The other question is relating to payments made to parties in cash. It is a fact that payments amounting to Rs. 93,213 had been made in cash. Under section 40A(3) of the Income-tax Act, any payment exceeding an amount of Rs. 10,000 has to be made by cheque. The Tribunal on appreciation of relevant facts and circumstances reached the conclusion that the payments by way of cash has not been proved by the assessee. Whether the cash payment is made by the assessee to three parties is a question of fact and thus this court does not have jurisdiction to interfere with the pure question of fact.
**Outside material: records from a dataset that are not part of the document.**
PR #1272, opened 2020-05-14
Warn users not to remove edition id from subject header

benjamineskola:
https://trello.com/c/EgwMYcXj/1987-3-update-publisher-interface-and-email-text-to-match-new-fact-check-workflow


1pretz1:
Text looks fine to me, my only Q would be is there any way to make it more visible, maybe making it bold (if allowed) or moving to the top of the list it's in?

benjamineskola:
> maybe making it bold (if allowed)

Notify's markup doesn't allow bold as they think it makes the text less readable.

> or moving to the top of the list it's in (don't know if that'd make much difference tbh)?

It's possible, but the position (third item in that list) was what JP in Content suggested when I asked.

PR #1274, opened 2020-05-15
Read reply-to address from a separate environment variable

benjamineskola:
This allows us to stop showing the ID in the reply-to address we're giving to users, without actually yet disabling it for incoming messages.

The caveat is, though, that it should be compatible with both the `address_format` (at least, compatible with the existing gmail filters that assume that address format) and matching the address that the `reply_to_id` refers to. Neither of these is guaranteed to break things if they're different, but inconsistency is likely to complicate things and it's difficult or impossible to reliably ensure that they're compatible.

https://trello.com/c/EgwMYcXj/1987-3-update-publisher-interface-and-email-text-to-match-new-fact-check-workflow

### DIFF
--- a/config/fact_check.yml
+++ b/config/fact_check.yml
@@ -5,6 +5,7 @@
 # legacy formats, so we still pick up emails to old addresses
 address_format: <%=ENV.fetch("FACT_CHECK_ADDRESS_FORMAT", "factcheck+dev-{id}@alphagov.co.uk") %>
 subject_prefix: <%=ENV.fetch("FACT_CHECK_SUBJECT_PREFIX", "") %>
+reply_to_address: <%=ENV.fetch("FACT_CHECK_REPLY_TO_ID", "factcheck+dev@alphagov.co.uk") %>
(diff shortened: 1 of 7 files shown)


config/fact_check.yml
```diff
@@ -5,6 +5,7 @@
 # legacy formats, so we still pick up emails to old addresses
 address_format: <%=ENV.fetch("FACT_CHECK_ADDRESS_FORMAT", "factcheck+dev-{id}@alphagov.co.uk") %>
 subject_prefix: <%=ENV.fetch("FACT_CHECK_SUBJECT_PREFIX", "") %>
+reply_to_address: <%=ENV.fetch("FACT_CHECK_REPLY_TO_ID", "factcheck+dev@alphagov.co.uk") %>
```
thomasleese, line 8: Should this line be:

```suggestion
reply_to_address: <%=ENV.fetch("FACT_CHECK_REPLY_TO_ADDRESS", "factcheck+dev@alphagov.co.uk") %>
```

Learned counsel for the appellant is unable to show us any circumstance on the basis of which we can arrive at a conclusion that the findings arrived at by the Assessing Officer or the Tribunal are perverse. The Tribunal has rightly disallowed the claim of the assessee for Rs. 93,213.
For the aforesaid reasons, the appeal is partly allowed as indicated above and the appellant/assessee is entitled for deduction of an amount of Rs. 4,70,518 only. Accordingly, the appeal stands disposed of.